## TASK
Go over the data and copy out each line with "this" in it.

————————

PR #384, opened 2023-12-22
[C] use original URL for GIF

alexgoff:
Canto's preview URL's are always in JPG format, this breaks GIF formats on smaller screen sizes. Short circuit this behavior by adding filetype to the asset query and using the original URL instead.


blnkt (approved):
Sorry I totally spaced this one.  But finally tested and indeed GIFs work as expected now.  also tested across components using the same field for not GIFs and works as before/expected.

————————

## RESPONSE
Canto's preview URL's are always in JPG format, this breaks GIF formats on smaller screen sizes. Short circuit this behavior by adding filetype to the asset query and using the original URL instead.
Sorry I totally spaced this one.  But finally tested and indeed GIFs work as expected now.  also tested across components using the same field for not GIFs and works as before/expected.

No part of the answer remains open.